PR #54, opened 2018-03-23
Jenkinsfile template for integration tests

psturc:
### Motivation

https://issues.jboss.org/browse/AEROGEAR-2207

### Description

* Jenkinsfile should contain configuration and commands for running only integration tests
* Integration test will be triggered only when PR contains label "test/integration"
* Implementation of integration test itself is currently blocked by https://issues.jboss.org/browse/AGIOS-675

### Progress

- [x] Jenkinsfile template for testing Mac OSX slave
- [x] Integration test


wtrocki:
@psturc Great stuff. Could we also disable reporting status back for non integration tests? I do not see label "integration test" - did you meant comment?

wtrocki:
Ignore my previous comment. My only recomendation is to use "test/integration" label. I created that label for you

ci/aerogear-app-metrics.yml
```diff
@@ -0,0 +1,143 @@
+---
```
wtrocki: -1 For having this app metrics template in IOS SDK.
It should be in target repository.

You can always `wget https://raw.github.com/...` to get recent version of that.

psturc: Yes, that's reasonable. I've created a PR https://github.com/aerogear/aerogear-app-metrics/pull/50

wtrocki:
@psturc Good to go!

psturc:
@wtrocki I'm waiting for https://issues.jboss.org/browse/AGIOS-675 to implement https://issues.jboss.org/browse/AEROGEAR-2207 and then put the command to run the integration test to the Jenkinsfile here.

psturc:
@wtrocki I think this PR is ready to be merged.

However, there's maybe one thing worth considering.
I was struggling with adding more tests, because they would have to be separated from regular unit tests (they would fail in 🔵 CI). And I did not find a nice way how to do the separation.
The only thing that worked, was renaming the tests to not start with name "test" so they are not triggered via `xcodebuild` or `fastlane` if you do not specify them, like [here](https://gist.github.com/psturc/a463ecc5e2a6bebcaaa964e0c75eb91d#file-metricsintegrationtest-swift-L5-L11). But that's not nice solution IMO.

Wdyt? Is there another way how we could achieve the separation of tests?

wtrocki:
@psturc Let's not hack things around. You need to create separate target for your tests and put tests into target. For example: http://rshankar.com/create-new-test-target-in-xcode/

As for current PR it's ok to merge and work on follow up PR's.

wtrocki:
@psturc Follow up tasks:

- [ ] Create separate target for functional tests
- [ ] Move tests to new target (or create new ones)
- [ ] Add info to contribution guide for integration tests (this should be technically adde to every bigger PR before merge.

PR #56, opened 2018-03-23
Aerogear 2116

rachael-oregan:
### Motivation

JIRA: https://issues.jboss.org/browse/AEROGEAR-2116

### Description

Reviewed and refactored the API docs for the Auth module.

### Progress

- [x] refactor typos and reword docs
- [x] refactor callbacks to include parameter labels so the labels show up in the docs and we can give a description for them
- [x] make docs one liners where appropriate
- [x] add full stops to descriptions and remove them from markup callouts like `parameters`, `returns` and `throws`


rachael-oregan:
@wei-lee @TommyJ1994 @aidenkeating @ziccardi if anyone has some time would you mind having a look thanks

modules/auth/AgsAuth.swift
```diff
@@ -77,24 +85,30 @@ open class AgsAuth {
      Perform user login action.
      
      - parameters:
-         - presentingViewController: the ViewController that initiates the login process
-         - onCompleted: callback function that will be invoked when the login is finished
+        - presentingViewController: the ViewController that initiates the login process
+        - onCompleted: callback function that will be invoked when the login is finished
+        - user: the user returned in the `onCompleted` callback function.  Will be nil if login failed
+        - error: the error returned in the `onCompleted` callback function. Will be nil if login was successful
```
wei-lee: is this the right place to list `user` and `error` here, given that they are the parameters for the callback function, but not the `login` function?

modules/auth/AgsAuth.swift
```diff
@@ -107,9 +121,13 @@ open class AgsAuth {
      Perform the logout action.
      
      - parameters:
-         - onCompleted: callback function that will be invoked when the logout process is completed
+        - onCompleted: callback function that will be invoked when the logout process has completed
+        - error: the `serviceNotConfigured` error returned in the `onCompleted` callback function
```
wei-lee: same comment as above

modules/auth/AgsAuth.swift
rachael-oregan: Ya its a bit odd but leaving out the parameter labels in the callback results in the following 

screen shot 2018-03-27 at 17 53 20 

Which to me looks worse, having `_ `and `no description`.  I tried looking into it more but I can't seem to indent or make it obvious that those parameters are for the callback function only

wei-lee: ah, ok. Never mind then. Better to have them listed.

Thanks.

PR #58, opened 2018-03-28
 📝 doc: add doc for SSO

wei-lee:
### Motivation

We need a document for SSO on iOS.

JIRA: [https://issues.jboss.org/browse/AEROGEAR-2129]

### Description

Add a documentation for SSO on iOS

### Progress

- [x] Add doc

### DIFF
--- a/docs/auth/sso.adoc
+++ b/docs/auth/sso.adoc
@@ -1,0 +1,37 @@
+== Single Sign-On (SSO)
+
+The Auth SDK uses OpenID Connect http://openid.net/specs/openid-connect-core-1_0.html#CodeFlowAuth[Auhtorization Code Flow] to achieve SSO via a mobile device browser. 
+
+'''
+
+=== Prerequisite's
+. A running AeroGear auth service (Keycloak)
+. Two iOS apps that have created and initialised with the Auth SDK module - link:README.adoc[AeroGear Services Auth SDK].
+
+'''
+
+=== Steps to achieve SSO via a device browser
+For this guide, let's assume that your two iOS apps are called **Email App** and **Messaging App**.
+
+==== Setup Keycloak
+
+. Ensure the "Remember Me" option is turned on. Click on *Realm Settings* section on the left hand side, and then click on *Login*. Turn on *Remember Me*.
+
+include::https://raw.githubusercontent.com/aerogear/aerogear-android-sdk/master/docs/getting-started/sso/keycloak.adoc[]
+
+==== Configuration File in the Mobile Apps
+
+From following the link:README.adoc[AeroGear Services Auth SDK] setup, there should be a configuration file, `mobile-services.json`, inside the iOS projects. It's important that the Keycloak configuration defined in this file matches the Keycloak client that the app intends to use.
+
+'''
+=== Perform SSO
+
+Now that your two iOS apps and Keycloak clients are setup, sign into the *Email App* with the user you have previously created. You should be redirected to your device browser which should have loaded the Keycloak login page.  
+
+Next, enter in your credentials, make sure check the *Remember Me* option and login. You have now been authenticated on the *Email App* via the browser.  
+
+Finally, try sign into the *Messaging App* and you should be automatically logged in as you have been previously authenticated in the *Email App* via the *_same_* browser.
+
+=== Known Issues
+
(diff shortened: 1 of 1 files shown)


wei-lee:
@rachael-oregan @TommyJ1994 mind reviewing this?

docs/auth/sso.adoc
```diff
@@ -0,0 +1,37 @@
...
+'''
+=== Perform SSO
+
+Now that your two iOS apps and Keycloak clients are setup, sign into the *Email App* with the user you have previously created. You should be redirected to your device browser which should have loaded the Keycloak login page.  
+
+Next, enter in your credentials, make sure check the *Remember Me* option and login. You have now been authenticated on the *Email App* via the browser.  
+
+Finally, try sign into the *Messaging App* and you should be automatically logged in as you have been previously authenticated in the *Email App* via the *_same_* browser.
+
+=== Known Issues
```
TommyJ1994: This issue is mainly related to our implementation of using the Safari inappbrowser rather than the Safari system browser which works fine on iOS 11 with SSO when its used, so its not so much of an iOS issue. Might be better to say that SSO support will be available soon (ie. when the new AppAuth version is released).

Sandboxed Safari InAppBrowser (Currently Used)
screen shot 2018-03-28 at 10 10 02

Use of Shared System Safari Browser (with AppAuth Master)
screen shot 2018-03-28 at 10 10 27

docs/auth/sso.adoc
```diff
@@ -0,0 +1,37 @@
...
+==== Configuration File in the Mobile Apps
+
+From following the link:README.adoc[AeroGear Services Auth SDK] setup, there should be a configuration file, `mobile-services.json`, inside the iOS projects. It's important that the Keycloak configuration defined in this file matches the Keycloak client that the app intends to use.
+
+'''
+=== Perform SSO
+
+Now that your two iOS apps and Keycloak clients are setup, sign into the *Email App* with the user you have previously created. You should be redirected to your device browser which should have loaded the Keycloak login page.  
+
+Next, enter in your credentials, make sure check the *Remember Me* option and login. You have now been authenticated on the *Email App* via the browser.
```
TommyJ1994: Similarly here with "Remember Me".

docs/auth/sso.adoc
```diff
@@ -0,0 +1,37 @@
...
+. Two iOS apps that have created and initialised with the Auth SDK module - link:README.adoc[AeroGear Services Auth SDK].
+
+'''
+
+=== Steps to achieve SSO via a device browser
+For this guide, let's assume that your two iOS apps are called **Email App** and **Messaging App**.
+
+==== Setup Keycloak
+
+. Ensure the "Remember Me" option is turned on. Click on *Realm Settings* section on the left hand side, and then click on *Login*. Turn on *Remember Me*.
```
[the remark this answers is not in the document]
wei-lee: are you sure? I thought without "Remember Me" the cookie will not be persistent?

docs/auth/sso.adoc
wei-lee: I disagree. Apple is recommending that `SFAuthenticationSession` should be used for all SSO, and I believe they will reject apps that uses the system browser to perform SSO. From this perspective, Apple is requiring SSO to be done using `SFAuthenticationSession`, but it is not reliable. Also sometimes it does work.

TommyJ1994: AppAuth currently uses SFAuthenticationSession. The appstore rejects seem to be due to the use of the Safari Mobile browser, rather than external user agents like Chrome, Firefox etc for Enterprise SSO use cases. AppAuth implemented Enterprise SSO use cases because of [NCCOE/NIST requirements](https://www.nccoe.nist.gov/projects/use-cases/mobile-sso).

wei-lee: Is there a difference between using Safari and Chrome or Firefox? I think what Apple's intention is that only `SFAuthenticationSession` should be used for SSO. If any other browser is used, the app will be rejected. I don't think using Chrome or Firefox will make a difference.

That's why once the new version of AppAuth is published, we can suggest if the app is for enterprise use only, it should use the external browser instead for a reliable user experience. But by default, I think it should still use `SFAuthenticationSession`.

wei-lee:
@TommyJ1994 @rachael-oregan FYI, I did a few more tests and I believe the "Remember Me" step is actually required to get SSO working on iOS.

I created 2 apps, and tried SSO with both "Remember Me" on & off. When "Remember Me" is off, I always have to re-login again in another app. But if it is enabled, I don't need to.

Issue #60, opened 2018-03-29
Update the mobile config parser to parse the version as UInt not String


rachael-oregan:
## Description
Currently the Core SDK is parsing the version property of a mobile configuration as a String. See [`MobileConfig`](https://github.com/aerogear/aerogear-ios-sdk/blob/master/modules/core/config/MobileConfig.swift#L8)  This should be refactored to `UInt` because the mobile cli tool returns the mobile configuration version as an integer. 

## Steps to reproduce
Create a client in openshift and run `mobile get clientconfig <client_id> --namespace=<namespace> -o json`. Notice the version number is and integer not a String

wtrocki:
@rachael-oregan You are hero of the day! Thanks for pointing that out.

wtrocki:
This happened to be trivial to fix.

PR #61, opened 2018-03-29
fix: Change version to integer

wtrocki:
### Motivation

Fix for https://github.com/aerogear/aerogear-ios-sdk/issues/60


wtrocki:
Note. Example app is now broken. Adding additional fix.

danielpassos:
@rachael-oregan do you wanna review before I merge it?

PR #62, opened 2018-04-02
Replace timestamp Int converter to NSString format

danielpassos:
Convert Double in Int to remove the decimal part cause an exception in some cases

> Fatal error: Double value cannot be converted to Int because the result would be greater than Int.max

Related issues: 

* [AGIOS-681](https://issues.jboss.org/browse/AGIOS-681)


wtrocki:
My vote will be to use long. Timestamp is typically an number.

danielpassos:
@wtrocki I have no problem to use long instead of String. Should I use `CLong` so? Since Swift don't have `Long`?

wtrocki:
Swift has long type but it is still int :)
`UInt64` should work with the parser and also be compatible with the Android and server side validation.

danielpassos:
@wtrocki Done, thanks!

PR #63, opened 2018-04-03
 Split ClientDeviceInformation in config and credentials 

danielpassos:
Related issues:
* [AGIOS-679](https://issues.jboss.org/browse/AGIOS-679)


modules/push/AgsPush.swift
```diff
@@ -20,19 +30,73 @@ public class AgsPush {
...
+     - parameter credentials: Credentials used to register the device
+
+     - parameter success: A block object to be executed when the registration operation finishes successfully. This block has no return value.
+
+     - parameter failure: A block object to be executed when the registration operation finishes unsuccessfully.This block has no return value and takes one argument: The `NSError` object describing the error that occurred during the registration process.
+    */
+    public func register(_ deviceToken: Data,
+                  _ config: UnifiedPushConfig,
+                  _ credentials: UnifiedPushCredentials,
+                  success: (() -> Void)!,
```
wtrocki: Remove exclamation marks

modules/push/AgsPush.swift
```diff
@@ -20,19 +30,73 @@ public class AgsPush {
...
+        let basicAuthCredentials: Data! = "\(credentials.variantID):\(credentials.variantSecret)".data(using: String.Encoding.utf8)
+        let base64Encoded = basicAuthCredentials.base64EncodedString(options: NSData.Base64EncodingOptions(rawValue: 0))
+        return ["Authorization": "Basic \(base64Encoded)"]
+    }
+
+    // Helper to transform the Data-based token into a (useful) String:
+    fileprivate func convertToString(_ deviceToken: Data?) -> String? {
+        if let token = (deviceToken as NSData?)?.description {
+            return token.replacingOccurrences(of: "<", with: "")
+                    .replacingOccurrences(of: ">", with: "")
```
wtrocki: Question: I copied that code. Is that still necessary? I tested that and there are no characters like this in token, but were not sure why this was added

wtrocki:
Have no phone. Going to verify that later

modules/push/AgsPush.swift
wtrocki: So I have added that to avoid some compat issues.

danielpassos: We can test without it and remove if still working!

modules/push/AgsPush.swift
danielpassos: I'm confused here. If I remove it I will need to do

```swift
success: @escaping (() -> Void),
failure: @escaping ((NSError) -> Void))
```

wtrocki: Yeah. We need escaping. Sorry for not being clear.

example/AeroGearSdkExampleTests/push/DeviceRegistrationTests.swift
```diff
@@ -1,89 +0,0 @@
-import AGSPush
```
wtrocki: Let's restore this tests. Removing unit tests is not the best way to go. Let's adjust them in the future.

danielpassos: Done in https://github.com/aerogear/aerogear-ios-sdk/pull/73

PR #68, opened 2018-04-04
 🚀  prepare for release

wei-lee:
### Motivation

We want to publish the modules to Cocoapods

### Description

* Remove the parent podspec file, it will not be used
* Update podspec files for each module and add license file
* Add some scripts to help with release

### Progress

- [x] Done Task


scripts/release-core.sh
```diff
@@ -0,0 +1,17 @@
...
+(cd ./modules/core && bundle exec pod lib lint)
+if [ $? -eq 0 ]; then
+  echo "Pod core is ready for release"
+else
+  echo "Pod core is not ready for release"
+  exit 1
+fi
+
+echo "Release pod core"
+(cd ./modules/core && bundle exec pod trunk push)
```
wei-lee: @wtrocki It turns out that cocoapods-release plugin doesn't work anymore. It hasn't been updated in the last 3 years. I guess that means we will use `pod trunk` instead.

@danielpassos shall we use the existing AeroGear account for publish the pods?

wei-lee:
The idea for release is that:

1. Run `pre-release.sh` to update the versions, commit them and push the tags
2. Run `release-core.sh` to publish the core module first. As it is required to be published first in order to lint the service modules.
3. Run `release-modules.sh` to publish the service modules

This is fine when everything works. However, there could be problems if there are errors when running step 2 & 3. 

I am now questioning if there are any benefits to use the same version number for all the modules. It makes it hard to manage the release process.

scripts/release-modules.sh
```diff
@@ -0,0 +1,24 @@
...
+  (cd ./modules/$module && bundle exec pod lib lint)
+  if [ $? -eq 0 ]; then
+    echo "Pod $module is ready for release"
+  else
+    echo "Pod $module is not ready for release"
+    exit 1
+  fi
+done
+
+echo "Release pods"
```
wtrocki: FYI - Let's hardcode core release before this step.

wtrocki: Edit: Got it all wrong. Idea will be to run two scripts on release. Ignore this comment.

wei-lee: I keep them separated because if there is an error during the lint step for the service modules, we will have to run this script again. But at this point, the core module is already published, and we don't need to push the core module again.

wtrocki:
> The idea for release is that:

Can we copy this to: https://github.com/aerogear/aerogear-ios-sdk/blob/master/docs/releng/release.adoc 

We could also move this out of the docs to scripts folder or other location as this is internal for this repository.

Changes loos good. We are blocked until we will get proper cocoapods account we could use with pod trunk.

wei-lee:
@wtrocki I will update the the release doc once I have verified the steps are working as expected. We don't need to create account for pushing to cocoapods, we just need an email alias to register as the owner of the pods, then we can use that to add our individual emails as owners. 

@danielpassos @matzew is there an aerogear maintainer email alias we can use?

scripts/pre-release.sh
```diff
@@ -0,0 +1,17 @@
...
+echo "Update SDK Version to $SDK_VERSION"
+sed -i.bak -E "s/DEVELOPMENT/${SDK_VERSION}/" ./modules/core/data/AgsMetadata.swift
+for module in $MODULES
+do
+   sed -i.bak -E "s/\.version([ ]*)=([ ]*)(.*)/\.version\1=\2'$SDK_VERSION'/g" ./modules/$module/*.podspec
+done
+echo "SDK version is updated to $SDK_VERSION"
+
+echo "Push release tags"
+git add -A && git commit -m "Release $SDK_VERSION"
```
wtrocki: Master could be protected. We could create PR here.

PR #71, opened 2018-04-05
fix: improve http response to return status code  (AGIOS-675)

wtrocki:
### Motivation

https://issues.jboss.org/browse/AGIOS-675

## Tasks 

- [x] Wrap http into response object.
- [x] Include status code into response object.
- [x] Extend metrics interface to use handler when metrics are published.


modules/core/http/AgsHttpResponse.swift
```diff
@@ -0,0 +1,32 @@
...
+*/
+public struct AgsHttpResponse {
+
+    /**
+     Contains response body if no error is thrown
+    */
+    public let response: Any?
+
+    /**
+     Contains error if request failed
```
wei-lee: when exactly a request is considered 'failed'? Is it when the http status code is not 200, or is it when there is an error when performing the request (like timing out, or no network etc)?

wtrocki: We are using Alamofire behind the scenes which.

https://github.com/Alamofire/Alamofire/blob/master/Documentation/Usage.md#automatic-validation

psturc:
👀

wtrocki:
@psturc that is convenience method that creates, collects metrics and publishes both. I did not exposed callbacks for the convenience method, but you could just test publish that provides callback.

PR #73, opened 2018-04-09
Read credentials from mobile-services.json

danielpassos:
Related issues:

* [AGIOS-680](https://issues.jboss.org/browse/AGIOS-680)

### DIFF
--- a/example/AeroGearSdkExample/mobile-services.json
+++ b/example/AeroGearSdkExample/mobile-services.json
@@ -23,13 +23,18 @@
       "type": "metrics",
       "url": "https://www.mocky.io/v2/5aa696133100001335e716e0",
       "config": {}
-   },
-   {
-        "id": "push",
-        "name": "push",
-        "type": "push",
-        "url": "https://ups-dm-myproject-1.193b.starter-ca-central-1.openshiftapps.com/",
-        "config": {}
-   }
+    },
+    {
+      "id": "push",
+      "name": "push",
+      "type": "push",
+      "url": "https://ups-dm-myproject-1.193b.starter-ca-central-1.openshiftapps.com/",
+      "config": {
+        "ios": {
+          "variantId": "f85015b4-a762-49a7-a36f-34a451f819a4",
+          "variantSecret": "978b35d6-7058-43b4-8c37-4dc30022ebda"
+        }
+      }
+    }
   ]
 }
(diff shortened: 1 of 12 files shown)


david-martin:
@pb82 how does this align with tasks in https://trello.com/c/eYDEQK1o/43-8-pushconfig-to-mar-sync-as-a-developer-i-want-the-configuration-generated-by-the-ups-server-to-be-available-in-the-associating

modules/push/AgsPush.swift
```diff
@@ -30,8 +31,13 @@ public class AgsPush {
         - mobileConfig: the configuration for the auth service from the service definition file
      */
     private init(_ mobileConfig: MobileService?) {
-        self.serverURL = URL(string: (mobileConfig?.url)!)!
         self.requestApi = AgsCore.instance.getHttp()
+        self.serverURL = URL(string: (mobileConfig?.url)!)!
+
+        let variant = mobileConfig?.config!["ios"]?.getObject()?["variantId"]?.getString()
```
wtrocki: 1) Is `ios` a good key? Strange that IOS is used as platform is known (for mobile app id).
@david-martin @pb82 

2) To not unwrap optionals many times we could write something like this:

```swift
let pushSecurityConfig = mobileConfig?.config!["ios"]?.getObject();
let variant = pushSecurityConfig?["variantId"]?.getString()
let secret = pushSecurityConfig??["variantSecret"]?.getString()

```

danielpassos: 1. Well, I've used the same tree of UPS standard alone.

wtrocki:
I have also noticed that unit tests were removed in previous PR
Can we restore push unit tests for registration.

example/AeroGearSdkExample/mobile-services.json
```diff
@@ -23,13 +23,18 @@
...
-   {
-        "id": "push",
-        "name": "push",
-        "type": "push",
-        "url": "https://ups-dm-myproject-1.193b.starter-ca-central-1.openshiftapps.com/",
-        "config": {}
-   }
+    },
+    {
+      "id": "push",
```
pb82: @danielpassos @wtrocki I think in the end the config generated by the mobile cli would look more like this:

```
{
  "name": "push",
  "variants": [
    {
        "uri": "https://ups-dm-myproject-1.193b.starter-ca-central-1.openshiftapps.com/",
        "type": "android",
        "googlekey": "...",
         ...
    }
  ]
}
```

matzew: does this make it harder to parse the file? since we now have no `ios` or `droid` objects ?

danielpassos: For now, all kinds of stuff should be under `config` node. There is no way to get `rootNode.variants`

********************

> **WHAT IS BEING ASKED**: Pick out all lines from the data above in which the word "variantSecret" appears.

> **SOLVED EXERCISE**:
+        let basicAuthCredentials: Data! = "\(credentials.variantID):\(credentials.variantSecret)".data(using: String.Encoding.utf8)
+          "variantSecret": "978b35d6-7058-43b4-8c37-4dc30022ebda"
let secret = pushSecurityConfig??["variantSecret"]?.getString()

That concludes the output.